Je sors ma caméra numérique et les filme. J'ai toujours une caméra avec moi, c'est mon arme favorite. Je filme dès que j'en ai l'occasion, dès que quelque chose se passe, dès qu'il y a
dialogue. Et là c'est plus qu'un dialogue. La musique les rapproche dans une même communion. Charlie joue pour Lanac et Lanac écoute Charlie. Elles sont dans un dialogue musical. Elles sont
trois avec la musique. Une plus Une qui font trois avec la musique.
Le saxo se tait. L'on perçoit alors le sifflotement d'un oiseau. Par son chant, il évite le silence qui aurait pu s'installer suite au solo de Charlie. Je panote lentement et m'aperçois que
certaines chambres ont ouvert leur fenêtre. Un peu de vie. Un retour à la vie, la vie du dehors.

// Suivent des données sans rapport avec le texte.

Issue #2637, opened 2023-04-23
Change error card


PencilNavigator:
### Is your feature request related to a problem? Please describe.

![pic](https://user-images.githubusercontent.com/96688819/212421796-dd6535d9-7607-4343-ab61-7a2e8015272b.png)
as you see, in the error page card it tells users to make a issue in this github repository. This can be misleading for some users because they just go straight ahead fileing a issue instead of searching all pass issues.

i used the keyword "https://tiny.one/readme-stats" to search, and i found about 15 duplicate issues all because of PAT limit and the error card was shown, telling users to file a issue here.
![pic](https://user-images.githubusercontent.com/85282140/233851938-aae3aaea-1b13-4fc7-9904-ba53ca08cf7b.png)

### Describe the solution you'd like

Instead of telling users to file a issue straight, i think we should refer them to a documentation/wiki page that includes most of the common errors and their fixes. Then in that page, mention if non of the above fixes your issue, then go ahead and file a issue.

### Describe alternatives you've considered

if the above solution is too hard for the maintainers to do, then just change https://tiny.one/readme-stats redirect link to readme and change "file an issue" to "check readme.md"

### Additional context

N/A

rickstaa:
@PencilNavigator good idea. You are welcome to create a pull request to improve the behaviour 👍🏻. We now store the common error codes in https://github.com/anuraghazra/github-readme-stats/issues/1772 in the hope people will check that, but you are welcome to suggest a better place.

PencilNavigator:
> @PencilNavigator good idea. You are welcome to create a pull request to improve the behaviour 👍🏻. We now store the common error codes in #1772 in the hope people will check that, but you are welcome to suggest a better place.

why not store it in Github wiki? imo storing it in a issue isn't the best idea to do as issues are for reports, not documentation.

rickstaa:
> > @PencilNavigator good idea. You are welcome to create a pull request to improve the behaviour 👍🏻. We now store the common error codes in #1772 in the hope people will check that, but you are welcome to suggest a better place.
> 
> why not store it in Github wiki? imo storing it in a issue isn't the best idea to do as issues are for reports, not documentation.

That would also be a good place. The Wiki, however, has to be enabled by @anuraghazra if we want to do this. I don't have those permissions 😅.

anuraghazra:
> why not store it in Github wiki?

[...]

PR #2962, opened 2023-07-21
Switch to data-driven percentiles

francois-rozet:
This PR modifies the ranking system to use the actual quantiles (see #2857) of the statistics. This leads to significantly different, but generally higher, ranks for users. In particular, it is now impossible to be at C rank (minimum is C+). An alternative to lower the ranks would be to filter out inactive users before computing the quantiles.

What do you think @rickstaa, @qwerty541?

### DIFF
--- a/src/calculateRank.js
+++ b/src/calculateRank.js
@@ -1,11 +1,90 @@
-function exponential_cdf(x) {
-  return 1 - 2 ** -x;
+function score(x, quantiles) {
+  const i = quantiles.findIndex((q) => x < q);
+
+  if (i == 0) {
+    return 0.0;
+  } else if (i == -1) {
+    return 1.0;
+  }
+
+  const a = quantiles[i - 1];
+  const b = quantiles[i];
+
+  return ((x - a) / (b - a) + i - 1) / (quantiles.length - 1);
 }
 
-function log_normal_cdf(x) {
-  // approximation
-  return x / (1 + x);
-}
+const QUANTILES = {
+  commits: [
+    0, 0, 0, 0, 0, 0, 0, 0, 0, 0, 0, 0, 0, 0, 0, 0, 0, 1, 1, 1, 1, 2, 2, 3, 3,
+    4, 4, 5, 6, 7, 7, 8, 9, 10, 11, 12, 13, 15, 16, 17, 19, 20, 22, 23, 25, 27,
+    29, 31, 33, 35, 38, 40, 43, 45, 48, 51, 54, 57, 60, 64, 67, 71, 76, 80, 85,
+    89, 94, 99, 105, 111, 118, 125, 132, 140, 147, 155, 164, 173, 184, 195, 207,
+    220, 233, 249, 265, 284, 304, 326, 353, 380, 411, 451, 495, 545, 611, 691,
+    794, 933, 1195, 1704, 9722,
+  ],
+  all_commits: [
+    0, 0, 0, 0, 2, 4, 8, 11, 15, 19, 23, 27, 32, 36, 41, 45, 50, 55, 60, 65, 71,
+    76, 82, 87, 93, 99, 105, 111, 117, 124, 131, 137, 145, 151, 159, 166, 174,
+    182, 190, 198, 207, 215, 225, 234, 244, 253, 264, 274, 285, 296, 306, 318,
+    330, 342, 355, 368, 382, 396, 409, 424, 440, 457, 475, 493, 512, 531, 551,
+    570, 593, 618, 643, 667, 695, 723, 752, 784, 815, 857, 893, 934, 984, 1037,
+    1094, 1152, 1217, 1289, 1379, 1475, 1576, 1696, 1851, 2023, 2232, 2480,
+    2835, 3242, 3885, 4868, 6614, 11801, 792319,
+  ],
+  prs: [
+    0, 0, 0, 0, 0, 0, 0, 0, 0, 0, 0, 0, 0, 0, 0, 0, 0, 0, 0, 0, 0, 0, 1, 1, 1,
+    1, 1, 1, 1, 1, 2, 2, 2, 2, 2, 3, 3, 3, 3, 4, 4, 4, 5, 5, 5, 6, 6, 6, 7, 7,
+    8, 8, 9, 10, 10, 11, 11, 12, 13, 14, 14, 15, 16, 17, 18, 19, 20, 21, 23, 24,
+    25, 27, 28, 30, 32, 34, 36, 38, 40, 43, 46, 50, 53, 57, 61, 65, 70, 76, 83,
+    90, 99, 110, 123, 139, 159, 185, 219, 273, 360, 562, 2291,
+  ],
+  issues: [
+    0, 0, 0, 0, 0, 0, 0, 0, 0, 0, 0, 0, 0, 0, 0, 0, 0, 0, 0, 0, 0, 0, 0, 0, 0,
+    0, 0, 0, 0, 0, 1, 1, 1, 1, 1, 1, 1, 1, 1, 1, 2, 2, 2, 2, 2, 3, 3, 3, 3, 3,
+    4, 4, 4, 5, 5, 5, 6, 6, 6, 7, 7, 8, 8, 9, 10, 10, 11, 12, 12, 13, 14, 15,
+    16, 17, 19, 20, 21, 23, 24, 26, 28, 30, 32, 35, 38, 41, 45, 49, 54, 59, 66,
+    73, 82, 92, 106, 123, 150, 186, 255, 409, 1590,
+  ],
+  reviews: [
+    0, 0, 0, 0, 0, 0, 0, 0, 0, 0, 0, 0, 0, 0, 0, 0, 0, 0, 0, 0, 0, 0, 0, 0, 0,
+    0, 0, 0, 0, 0, 0, 0, 0, 0, 0, 0, 0, 0, 0, 0, 0, 0, 0, 0, 0, 0, 0, 0, 0, 0,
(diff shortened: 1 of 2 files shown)


qwerty541 (commented):
In general, the fact that it is now impossible to get a C rank is quite logical. If you look closely at the quantiles, you can see that at the beginning there are zeros everywhere. I would even suggest that a C+ rank would be no less rare, since a new user with empty statistics gets a percentile of 78.26086956521738 in the new system, and the threshold for getting a B rank is only 80. I think that the thresholds need to be changed, at least for the latest ranks. My suggestion is the following:

```js
const THRESHOLDS = [1, 12.5, 25, 37.5, 45, 52.5, 60, 67.5, 75];
```

@francois-rozet I also want to clarify whether I understood correctly that the number of repositories now does not affect the rank in any way?

https://github.com/anuraghazra/github-readme-stats/blob/091e304e26a1562a58d6c2d05a066e29042b30a7/src/calculateRank.js#L84

The rest looks good to me. Great improvement of ranking system.

I also want you to know that since you became collaborator you can push your branches directly into this repository. It's better because Vercel test deployment workflow will work and will make testing and reviewing easier.

rickstaa:
> Don't have much idea about any of these ranking algorithm.
> 
> But whatever you folks think is a better system you can go ahead with but:
> 
> * Make sure to do a perf test once (basic test with [performance.now()](https://developer.mozilla.org/en-US/docs/Web/API/Performance/now)API) to ensure API responses don't get effected since now we have those lookup arrays
> * Document the changes properly because external people might have no idea why their ranks changed and in that case you can refer them to the docs
> 
> @rickstaa @francois-rozet @qwerty541

@anuraghazra I didn't have time yet to review this, but maybe we should not add the QUANTILES themselves in the code 🤔. Sticking the weights and means already in the codebase is better.

https://github.com/anuraghazra/github-readme-stats/blob/24ac78bdb0725ebcb099cbea2fedbc258bdec15a/src/calculateRank.js#L35-L54

This prevents any performance problems from occurring, and if the code contains a comment that links to a `RANK_CALC.md` Markdown doc file in which the calculation and quantiles are explained, I think that is enough. What do you think? 

The ranking was improved since many users pointed out that it took a lot of work to get a rank other than A+ 😅. There were about three issues/discussions opened by people who were wondering what happened to their rank, but after I explained it to them and showed them that ranking up is now more accessible for the first ranks, no new issues were opened. However, we can document this change and the reasoning in a `RANK_CALC.md` doc file 👍🏻 .

francois-rozet:
To be sure, @rickstaa, you think that we should stick to the current system because it is simpler, even though it is a rough approximation?

rickstaa:
> To be sure, @rickstaa, you think that we should stick to the current system because it is simpler, even though it is a rough approximation of the true quantiles?

Hey @francois-rozet sorry for being unclear. My suggestion was that we can perform the calculation based on the quantiles offline and then just store the `mean` and `weights` in the code. This will prevent any performance issues and keeps the code clean. Then, We can store the calculation and quantiles somewhere and refer to them in a code comment 🤔.

francois-rozet:
You cannot get the true percentiles just based on the median. Currently, we assume that the statistics follow exponential/log-normal distributions, which implicitly fixes the quantiles with respect to the median. The percentiles we get are basically educated guesses.

If we want the true percentiles, we need the true quantiles.

qwerty541:
I have opened pull request #3141 which contains performance tests base implementation. After merging this one and pulling this branch with master we can check how quantiles affect on performance. But personally i do not expect much changes since there are no iterations through these quantiles arrays, it accessed everywhere by indexes.

francois-rozet:
Actually, there are iterations through the arrays with the `.findIndex()` calls. But this can be improved from $O(n)$ to $O(\log n)$ by using a bisection search. I can implement that.

qwerty541:
@francois-rozet Yes, you're right, i didn't noticed `.findIndex()` call on 2 line at first look.

https://github.com/anuraghazra/github-readme-stats/pull/2962/files#diff-d6a36eb9dcbdb8c6168a754251ba0c9318c7348ac6b17001cea3ba5aa84af728R2

I only noticed a call of the same function on line 136, but since this `THRESHOLDS` array contains only 9 elements and unlike from `score()` function it was called only once, I didn't attach much importance to it.

https://github.com/anuraghazra/github-readme-stats/pull/2962/files#diff-d6a36eb9dcbdb8c6168a754251ba0c9318c7348ac6b17001cea3ba5aa84af728R136

It would be great if you implement that.

I hope my code below will help.

```js
function findIndex(arr, target) {
  let left = 0;
  let right = arr.length - 1;
  let result = -1;

  while (left <= right) {
    const mid = Math.floor((left + right) / 2);

    if (arr[mid] < target) {
      result = mid; // Update the result and continue searching on the right half
      left = mid + 1;
    } else {
      right = mid - 1; // Search on the left half
    }
  }

  return result;
}

const sortedArray =  [
    0, 0, 0, 0, 2, 4, 8, 11, 15, 19, 23, 27, 32, 36, 41, 45, 50, 55, 60, 65, 71,
    76, 82, 87, 93, 99, 105, 111, 117, 124, 131, 137, 145, 151, 159, 166, 174,
    182, 190, 198, 207, 215, 225, 234, 244, 253, 264, 274, 285, 296, 306, 318,
    330, 342, 355, 368, 382, 396, 409, 424, 440, 457, 475, 493, 512, 531, 551,
    570, 593, 618, 643, 667, 695, 723, 752, 784, 815, 857, 893, 934, 984, 1037,
    1094, 1152, 1217, 1289, 1379, 1475, 1576, 1696, 1851, 2023, 2232, 2480,
    2835, 3242, 3885, 4868, 6614, 11801, 792319,
  ];
const targetValue = 2333;
const lowerIndex = findIndex(sortedArray, targetValue);

if (lowerIndex !== -1) {
  console.log(`Index of the first value lower than ${targetValue} is: ${lowerIndex}. The value is: ${sortedArray[lowerIndex]}`);
} else {
  console.log(`No value lower than ${targetValue} found.`);
}
```

rickstaa:
@francois-rozet, @anuraghazra just a small heads up that I just merged @qwerty541 [pull requests](https://github.com/anuraghazra/github-readme-stats/pull/3141) which allows us to safeguard against performance issues.

francois-rozet:
Hello @anuraghazra, @rickstaa, @qwerty541, I have (finally) replaced the linear-time search by a log-time bisection search. However, thinking back, I am now a bit skeptical about this PR. It would great if the percentiles were purely "data-driven", but I feel like it is not worth the increase of code complexity (and code (and data) maintenance). Users seem to be quite happy with the current ranking system, which is easy to understand and maintain, even if it is slightly off.

I believe #2637 is a much more important issue for the project.

BhasherBEL:
> @francois-rozet Yes, you're right, i didn't noticed `.findIndex()` call on 2 line at first look.
> 
> https://github.com/anuraghazra/github-readme-stats/pull/2962/files#diff-d6a36eb9dcbdb8c6168a754251ba0c9318c7348ac6b17001cea3ba5aa84af728R2
> 
> I only noticed a call of the same function on line 136, but since this `THRESHOLDS` array contains only 9 elements and unlike from `score()` function it was called only once, I didn't attach much importance to it.
> 
> https://github.com/anuraghazra/github-readme-stats/pull/2962/files#diff-d6a36eb9dcbdb8c6168a754251ba0c9318c7348ac6b17001cea3ba5aa84af728R136
> 
> It would be great if you implement that.
> 
> I hope my code below will help.
> 
> ```js
> function findIndex(arr, target) {
>   let left = 0;
>   let right = arr.length - 1;
>   let result = -1;
> 
>   while (left <= right) {
>     const mid = Math.floor((left + right) / 2);
> 
>     if (arr[mid] < target) {
>       result = mid; // Update the result and continue searching on the right half
>       left = mid + 1;
>     } else {
>       right = mid - 1; // Search on the left half
>     }
>   }
> 
>   return result;
> }
> 
> const sortedArray =  [
>     0, 0, 0, 0, 2, 4, 8, 11, 15, 19, 23, 27, 32, 36, 41, 45, 50, 55, 60, 65, 71,
>     76, 82, 87, 93, 99, 105, 111, 117, 124, 131, 137, 145, 151, 159, 166, 174,
>     182, 190, 198, 207, 215, 225, 234, 244, 253, 264, 274, 285, 296, 306, 318,
>     330, 342, 355, 368, 382, 396, 409, 424, 440, 457, 475, 493, 512, 531, 551,
>     570, 593, 618, 643, 667, 695, 723, 752, 784, 815, 857, 893, 934, 984, 1037,
>     1094, 1152, 1217, 1289, 1379, 1475, 1576, 1696, 1851, 2023, 2232, 2480,
>     2835, 3242, 3885, 4868, 6614, 11801, 792319,
>   ];
> const targetValue = 2333;
> const lowerIndex = findIndex(sortedArray, targetValue);
> 
> if (lowerIndex !== -1) {
>   console.log(`Index of the first value lower than ${targetValue} is: ${lowerIndex}. The value is: ${sortedArray[lowerIndex]}`);
> } else {
>   console.log(`No value lower than ${targetValue} found.`);
> }
> ```

As the size of the list is small and constant, it may be interesting to use a dictionary instead of a list and a "complex" find algorithm ?

src/calculateRank.js
```diff
@@ -1,12 +1,114 @@
-function exponential_cdf(x) {
-  return 1 - 2 ** -x;
+function searchSorted(arr, x) {
```
BhasherBEL, line 1: As the size of the list is small and constant, it may be interesting to use a dictionary instead of a list and a "complex" find algorithm ?

francois-rozet: I am not sure how you would use a dictionary to find the index `i` for which `arr[i - 1] <= x < arr[i]`.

Je ne leur est pas encore été présentée donc impossible de m'approcher. Mais je commence à percevoir quelle peut-être ma place dans
cette histoire où les personnages bien que clairement identifiés, ont quelque chose de l'ordre du non-dit, du perceptible silence... Or le silence est rempli de sons n'est ce pas ? Le scénario
est lisible d'hier à aujourd'hui mais est-il écrit pour demain ? Sommes nous dans l'improvisation à la Lelouche ou y a t-il une écriture même partiellement lisible ? Un conducteur en
filigrane ! Toutefois, aujourd'hui est un jour écrit à la Eric Rohmer. Un état de grâce de l'instant. Lanac sourit à Charlie. Le rayon vert...
« Oisive jeunesse
À tout asservie;
Par délicatesse
J'ai perdu ma vie.
Ah! Que le temps vienne
Où les cœurs s' éprennent. ». Rimbaud
Je filme Charlie qui range son saxo, met l'étui sur les genoux de Lanac. Elle pousse ensuite lentement
la chaise roulante en faisant bien attention à être au bord de l'allée, sous l'ombre des arbres. On entend plus bas le bruit des voitures. Un bus démarre. J'appuie sur stop après que
Lanac ait relevé la tête puis se soit fixée dans un long regard souriant sur Charlie. J'ai zoomé sur ce regard puis j'ai fait stop. L'émotion
que je ressens à cet instant est trop forte.